Recorded data:
PR #922, opened 2021-09-09
Add tests for --json_export in verilog syntax shell test.

### LINKED ISSUE #891: Create output tests for `verible-verilog-syntax --export_json`
Create tests for JSON emitted by `verible-verilog-syntax --export_json`.

It should use some JSON parser to compare the data instead of output text.

C++ tests that can be used as a reference:
https://github.com/chipsalliance/verible/blob/master/verilog/analysis/json_diagnostics_test.cc
https://github.com/chipsalliance/verible/blob/master/common/text/token_info_json_test.cc
https://github.com/chipsalliance/verible/blob/master/verilog/CST/verilog_tree_json_test.cc

Tests should be added to [verilog/tools/syntax/verilog_syntax_test.sh](https://github.com/chipsalliance/verible/blob/master/verilog/tools/syntax/verilog_syntax_test.sh) or separate `.sh` script.

hzeller:
To be self-contained, avoid pulling in any external json parser but utilize shell capabilities to implement a simple json canonicalizer.

This allows to compare tool-output with an expected output ignoring the actual formatting of the json data.

Fixes #891

### DIFF
--- a/verilog/tools/syntax/verilog_syntax_test.sh
+++ b/verilog/tools/syntax/verilog_syntax_test.sh
@@ -34,6 +34,34 @@ function strip_error() {
   sed -e 's| (syntax-error).||'
 }
 
+# Takes some json input from stdin and creates a string that has all
+# dictionaries sorted and all whitespace canonicalized.
+# Very simplistic, and output is not necessarily parseable as json, but goal
+# is to have some comparable string (will break if comma in strings)
+function json_canonicalize() {
+  local nest=()  # Stack of nested {} and [] regions.
+  local depth=-1
+  while read -n1 c ; do
+    case $c in
+      "{"|"[")  # Open next nested level
+	      nest[$((++depth))]=""
+	      ;;
+	    "}")  # Post-process dictionaries: sort by the keys for canonicalization.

• _The problem_
Copy out all of the records verbatim.

• _Task answer_
PR #922, opened 2021-09-09
Add tests for --json_export in verilog syntax shell test.

### LINKED ISSUE #891: Create output tests for `verible-verilog-syntax --export_json`
Create tests for JSON emitted by `verible-verilog-syntax --export_json`.

It should use some JSON parser to compare the data instead of output text.

C++ tests that can be used as a reference:
https://github.com/chipsalliance/verible/blob/master/verilog/analysis/json_diagnostics_test.cc
https://github.com/chipsalliance/verible/blob/master/common/text/token_info_json_test.cc
https://github.com/chipsalliance/verible/blob/master/verilog/CST/verilog_tree_json_test.cc

Tests should be added to [verilog/tools/syntax/verilog_syntax_test.sh](https://github.com/chipsalliance/verible/blob/master/verilog/tools/syntax/verilog_syntax_test.sh) or separate `.sh` script.

hzeller:
To be self-contained, avoid pulling in any external json parser but utilize shell capabilities to implement a simple json canonicalizer.

This allows to compare tool-output with an expected output ignoring the actual formatting of the json data.

Fixes #891

### DIFF
--- a/verilog/tools/syntax/verilog_syntax_test.sh
+++ b/verilog/tools/syntax/verilog_syntax_test.sh
@@ -34,6 +34,34 @@ function strip_error() {
   sed -e 's| (syntax-error).||'
 }
 
+# Takes some json input from stdin and creates a string that has all
+# dictionaries sorted and all whitespace canonicalized.
+# Very simplistic, and output is not necessarily parseable as json, but goal
+# is to have some comparable string (will break if comma in strings)
+function json_canonicalize() {
+  local nest=()  # Stack of nested {} and [] regions.
+  local depth=-1
+  while read -n1 c ; do
+    case $c in
+      "{"|"[")  # Open next nested level
+	      nest[$((++depth))]=""
+	      ;;
+	    "}")  # Post-process dictionaries: sort by the keys for canonicalization.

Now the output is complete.